Track the Dead by Sarah Zammit Munro

Track the Dead by Sarah Zammit Munro

She knew what she was getting herself into. She always did. Into the black, into the dark unknown, unfathomed by all who see the light. A mind capable of standing out in the crowd, a deep crimson stain growing, eating the body alive, the monster that reflects the inner self. Sometimes it takes over and there’s nothing you can do about it.

The train was coming.

The station was a barren space, her footsteps echoing alongside the tracks. She wore a pair of chunky boots, covered in the dirt that was left behind from her past mission. The spikes protruding from them disguised their intended use well. It would only take the click of a heel to send one flying. It was an accomplishment to have plucked out two eyes at once, in less than five seconds, not even blinking. It was like crossing off a to-do list, except it was not simply like getting from one place to another – it was more like getting a soul from one realm to another, wherever that might be.

It was life. It was about making a living. She never thought that she would resort to this. Blood was merely a red consequential colour, nothing more, nothing less. Incapable? Unable? Such words didn’t exist. Darkness is found in everyone, she thought, but some hide it better than others. It takes a specific memory, experience, or harmful event to trigger the pain, exposing it. ‘Assassin’ might be too harsh of a word to describe her line of work. It was a rather odd kind of profession.

It was almost like social work. Her lonely chuckle echoed in the eerie station. She was helping society through her contribution, she thought. Dealing with her anger whilst purging humanity from people who are inherently evil was a win-win situation in her bloodshot eyes. She was merely accomplishing what others were too scared to attempt.

She snapped herself back to reality. She was still at the station. The train was still coming.

She could feel the tension in the air rising as she waited. He would appear any time now, and he’d better come soon – she needed to act quickly.

A voice. She turned her head sharply and her long black ponytail followed. It was him. The memories flooded back and she remembered hands; hands creeping up mercilessly, and a helpless body, stiff and paralysed. She shuddered and hatred started boiling up inside of her. He would pay. All men would pay for dehumanising her and reducing her down to body parts. He would soon find out what that was like.

Her fox-like ears kept track of his every movement. She was good at hiding – after all, she had spent her whole life hiding from the world.

He walked along with large strides to the edge of the station platform. She could sense that the train would approach any time now. She knew that after this was over they would come looking for her. They were already doing so, but she was always on the run – some would say she took the fast lane on the highway to hell, but that was their opinion.

She hid behind a column and counted down the seconds.




Her mind was racing. She should escape and attempt to live her life elsewhere. This would be her last job. She was tired of running. She wanted this to be her best work yet, to see the terror and pain sparkling in his eyes.





She sprung out from behind the shadows just as the train burst through the arches. With great strength that was not her own, she shoved the man onto the tracks, head first. The railway was poised to tear him apart like a piranha’s fang-like teeth ripping him into shreds. With no time to react, he started to topple over, almost too slowly.

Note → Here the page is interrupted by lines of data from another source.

Issue #188, opened 2020-11-25
Metric: SR-SIM


leihuayi:
**Is your feature request related to a problem? Please describe.**
Spectral Residual based Similarity (SR-SIM) index between two images is the combination of saliency maps made on luminance channel of image and gradient maps (like in FSIM).
*Performance* : Seems to perform slightly better than IW-SSIM according to own paper and HaarPSI paper, and the following studies:
- [A comprehensive evaluation of full-reference image quality assessment algorithms on KADID-10k](https://arxiv.org/pdf/1907.02096), 2019
- [Full-Reference Quality Metric Based on Neural Network to Assess the Visual Quality of Remote Sensing Images](https://www.mdpi.com/2072-4292/12/15/2349/htm#B90-remotesensing-12-02349), 2020

**Describe the solution you'd like**
A pytorch implementation of SR-SIM

**Describe alternatives you've considered**
I have coded a python version out of the matlab code (very similar, except that matlab resize and cv2 resize do not work exactly the same). However I feel it would be more useful to the community if it were part of your repo which is very complete and functional.
I am not very knowledgeable in Pytorch but if you do not have time I can try to implement this feature as contributor.

**Additional context**
Original paper : https://sse.tongji.edu.cn/linzhang/ICIP12/ICIP-SR-SIM.pdf
Authors matlab code : https://github.com/Netflix/vmaf/blob/master/matlab/strred/SR_SIM.m
Python code : https://github.com/leihuayi/FRIQAMetrics/blob/master/friqametrics/srsim.py

PR #202, opened 2021-01-06
Metric: SR-SIM

leihuayi:
Closes [#188](https://github.com/photosynthesis-team/piq/issues/188)

## Proposed Changes

  - Metric SR-SIM in Pytorch
  - Used deprecated functions for fft with 2-dim representation of complex numbers (a,b) because Torch autograd seems not to support newest Torch 1-d representation of complexs (a + ib)
  - Proposed chromatic version of this metric, which does not exists in the original paper. I designed it based on the very strong similarities between SSIM and SR-SIM, it is disabled by default, I can remove it if preferred
  - Added [implementation of matlab-like imresize](https://github.com/thstkdgus35/bicubic_pytorch) (default:bicubic) in piq/functional in order to have results similar to paper
  - Updated doc
  - Tests working with torch>=1.5.0 + torchvision>=0.6.0 up to latest stable versions
  - Suggestion: matlab adds zero padding on even-size filters when running `imfilter(image, filter)`. I manually padded my filter in SR-SIM but it might be useful to directly add the padding in the piq/filters implementations


zakajd:
Hi!
Nice job, thank you for PR. I skimed it through and it looks good. 
I'll review it in details in a few days.

zakajd:
@leihuayi have you tested chromatic version on common MOS databases, such as TID2013, LIVE, KADID10k? 
Does it improve metric performance in terms of PLCC/SRCC?
If not, I can run experiments and post results here for the future comparisons.

leihuayi:
@zakajd no I did not test the chromatic version on databases, I would be very grateful if you could take care of it. Maybe the chromatic constants can be a little tweaked using for instance the constants of VSI, for the moment I just used the constants of SSIM.

zakajd:
Just runed experiments on MOS databases. Here are results:
**TID2013**:
SR-SIM(piq): PLCC 0.7550, SRCC 0.7257,  KRCC 0.5504
SR-SIM(matlab on TID2008): PLCC 0.8866, SRCC 0.8913, KRCC 0.7149 
SR-SIMc(piq): PLCC 0.7800, SRCC 0.7731,  KRCC 0.5901

**KADID10k**
SR-SIM(piq): PLCC 0.5737, SRCC 0.6329,  KRCC 0.4586
SR-SIM([matlab](https://arxiv.org/pdf/1907.02096.pdf)): PLCC 0.639 SRCC 0.839 KRCC 0.652
SR-SIMc(piq): PLCC 0.6306, SRCC 0.6991,  KRCC 0.5147

Chromatic version really does improve the performance 💪 
Also looks like there is some 🐛 in the implementation, performance is worse than MATLAB. Need to investigate it further. 

Commit hash f30c7f27df7804a067d469283c07b93067f8f7a9

leihuayi:
Hi @zakajd thanks a lot for the tests.
I have to admit I have no idea where the discrepancy comes from. After reducing the differences between matlab & python code at each step by comparing the intermediate matrix results, I tested matlab & python code on about 10 paris of images with everytime the same result at 10E-5. The only lead I see is that the default matlab code uses an even-sized kernel for a gaussian, which is pretty strange, I did my best to code a similar behaviour in case of even-sized filters but it did increase a bit the difference between matlab & python results. Did you manually obtain the matlab results you quoted above or did you use the results from the paper ?

zakajd:
Sorry for long answer, was busy with other tasks.
I didn't compute SRCC and KRCC values on TID2013 dataset myself for MATLAB code. I'm using results from 2 papers: [Mean Deviation Similarity Index](https://arxiv.org/pdf/1608.07433.pdf) and [A Comprehensive Performance Evaluation of Image Quality Assessment Algorithms ](https://ieeexplore.ieee.org/abstract/document/8847307). They both independently got similar values of SRCC **~0.8073-8076**  and KRCC **0.6406**. 

What MATLAB version did you use? ❓  I don't have licence for MATLAB so using [octave-online](https://octave-online.net) instead. When computing SR-SIM between `I01.BMP` and `i01_01_05.bmp` I got **0.9583**, not _0.9666_ (as in your tests). 

Spent a couple of hours trying to match results of Octave with PyTorch but failed. Main source of discrepancy comes from wrong interpolation at the very beginning, but neither `torch.nn.functional.interpolate`, neither `piq.functional.resize` match exactly.
Surprisingly, replacing resize by PyTorch `interpolate` function slightly improved the performance: SRCC _0.7257_ -> **0.7337**, KRCC _0.5504_ ->  **0.5657**

leihuayi:
Hi @zakajd ,
no problem for the delay.
I have a student licence so I used Matlab online (which says version 21.0, R2020b (9.9.0)). I originally used octave but somehow I could not make matrix results match after doing a resize (at the beginning of saliency map function), be it using F.interpolate or "matlab-like imresize code". The best result I could get with Octave was using F.interpolate(mode=bicubic, align_corners=False). When I tried using matlab the resize immediately matched using "matlab-like imresize code". Therefore I figured there are some slight differences between Octave and Matlab and therefore if I want to stick as much as possible to the paper I should use the latter one. Like you I don't have the same results using Octave and Matlab when running the original code (respectedly 0.9583 and 0.9666 for i01.bmp image).

denproc:
Performance on KADID10k:
SR-SIM(matlab): SRCC 0.839 KRCC 0.652
SR-SIM (piq): SRCC 0.839 KRCC 0.652
SR-SIMc (piq):  SRCC 0.869 KRCC 0.685

Ready for review.

examples/image_metrics.py
```diff
@@ -130,6 +130,12 @@ def main():
     vsi_loss: torch.Tensor = piq.VSILoss(data_range=1.)(x, y)
     print(f"VSI index: {vsi_index.item():0.4f}, loss: {vsi_loss.item():0.4f}")
 
+    # To compute SR-SIM score as a measure, use lower case function from the library:
+    srsim_index: torch.Tensor = piq.srsim(x, y, data_range=1.)
+    # In order to use VSI as a loss function, use corresponding PyTorch module:
```
zakajd, line 135:
```suggestion
    # In order to use SR-SIM as a loss function, use corresponding PyTorch module:
```

piq/srsim.py
```diff
@@ -0,0 +1,279 @@
...
+
+    eps = torch.finfo(score.dtype).eps
+    result = score.sum(dim=[1, 2, 3]) / (svrs_max.sum(dim=[1, 2, 3]) + eps)
+
+    if reduction == 'none':
+        return result
+
+    return {'mean': result.mean,
+            'sum': result.sum
+            }[reduction](dim=0)
```
zakajd, line 126:
```suggestion
    return _reduce(result, reduction)
```

piq/srsim.py
```diff
@@ -0,0 +1,279 @@
...
+"""
+import functools
+from typing import Union
+
+import torch
+import torch.nn.functional as F
+
+from torch.nn.modules.loss import _Loss
+
+from piq.utils import _validate_input, _version_tuple
```
zakajd, line 15:
```suggestion
from piq.utils import _validate_input, _version_tuple, _reduce
```

zakajd (changes requested):
Great job!
A few minor changes and it can be merged

zakajd (approved):
LGTM 👍🏼

PR #238, opened 2021-03-03
Fix bug in DISTS

zakajd:
Found a bug in DISTS which led to poor performance

## Proposed Changes

  - Add downsampling before score computation to boost performance and reduce memory consumption
  - Adjust tests
  - Update table in README.rst

Performance now **much** closer to the original, but still has some gap. No idea for now what may cause this


denproc (approved):
💪🏻

PR #237, opened 2021-03-01
Get rid of redundant libraries

snk4tr:
Closes #15 

## Proposed Changes

  - Remove `gudhi` and `scipy` from the general `requirements.txt` because they are only used in the `geometry score`, which is itself rarely used
  - In case if the `geometry score` is used and any of required libraries are not installed, throw a warning with instructions on how to installthem
  - Refine tests for the `geometry score` so they do not crash because of changes in the general `requirements.txt`

PR #244, opened 2021-03-31
Exceptional import of scipy in MSID and validation of torch

### LINKED ISSUE #15: Get rid of redundant libraries like scipy
Currently some implementations use libraries for computations on CPU like scipy. 

Refactor the code in such a way that it will work without them.

denproc:
Closes #15 

## Proposed Changes

  - Added exceptional import to MSID as copy is not listed in requirements
  - Validate the `torch` version via tuple instead of strings

### DIFF
--- a/piq/msid.py
+++ b/piq/msid.py
@@ -2,14 +2,13 @@ r"""Implemetation of Multi-scale Evaluation metric, based on paper
  https://arxiv.org/abs/1905.11141 and author's repository https://github.com/xgfs/msid
 """
 from typing import List, Tuple, Optional
+from warnings import warn
 
 import torch
 import numpy as np
 
-from scipy.sparse import lil_matrix, diags, eye
-
 from piq.base import BaseFeatureMetric
-from piq.utils import _validate_input
+from piq.utils import _validate_input, _version_tuple
 
 
 EPSILON = 1e-6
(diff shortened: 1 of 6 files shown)


denproc:
Blocked by #245 #246

piq/msid.py
```diff
@@ -278,6 +279,17 @@ def _msid_descriptor(x: np.ndarray, ts: np.ndarray = np.logspace(-1, 1, 256), k:
...
+    try:
+        import scipy
+    except ImportError:
+        raise ImportError("Scipy is required for computation of the Geometry Score but not installed. "
+                          "Please install scipy using the following command: pip install --user scipy")
+
+    recommended_scipy_version = "1.3.3"
+    if _version_tuple(scipy.__version__) < _version_tuple(recommended_scipy_version):
+        warn(f'Scipy of version {scipy.__version__} is used while version >= {recommended_scipy_version} is '
+             f'recommended. Consider updating scipy to avoid potential problems.')
```
zakajd, line 291: Can we specify exactly which problems may happen when using older versions?

denproc: It was introduced in #237. @zakajd @snk4tr, what was the problem there with older `scipy`?
I remember only slow processing in case of `1.4` version.

snk4tr: Yep, this recommendation was motivated by a long compute time with older versions.

denproc: Resolved

zakajd (approved):
LGTM 👍

PR #342, opened 2023-02-11
Optimise mesh grid for VSI

### LINKED ISSUE #335: Redundant mesh grid creation for VSI
Creation of a mesh grid for a high-volume datasets with high-res images could slow down the performance computing VSI.

In case of VSI, one mesh grid is created in `sdsp`, while another one is generated in `_log_gabor`.
As it was shown in #266 and #334, resolution of a similar issue improved the performance of the FSIM computation.

Therefore, I suggest two ideas to tackle the issue:
1. **Local**: reuse a mesh grid from `sdsp` for filter generation.
2. **Global**: mesh grids (FSIM, VSI) could be cached similar to the strategy suggested at #227.

denproc:
Closes #335 

## Proposed Changes
- cache mesh grid to be used for Gabor filter generation and generation of coordinates

### DIFF
--- a/piq/vsi.py
+++ b/piq/vsi.py
@@ -7,7 +7,7 @@ References:
 """
 import warnings
 import functools
-from typing import Union, Tuple, Optional
+from typing import Union
 
 import torch
 from torch.nn.modules.loss import _Loss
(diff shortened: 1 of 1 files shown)


snk4tr (approved):
Less redundant computations is always welcome! GJ!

His eyes registered panic and then shock as the train lights shone on her face and he recognised her. As he turned his body during the fall, he grabbed hold of her ponytail and yanked her with him onto the tracks. She screamed as their bodies were hurled downwards. The oncoming train slammed into them with such great force that their bodies shattered, just as she had predicted. She had wanted to see his limbs tear apart, his skin and bones crumbling under the weight of the train carriages and yet, her remnants and his became one as the train sped on to the end of the platform.

Time stood still. A man silently approached the gruesome scene. This would be her last, he had heard her say multiple times before. Now it finally was. As if he were a shadow, he walked towards the train and with his gloved hands, picked up pieces of the woman’s skin and bones. He placed them in a transparent sachet with her name on it and stuffed it in his pocket. He loved working for her agent, his rival. He would tell him the good news and continue to track the dead.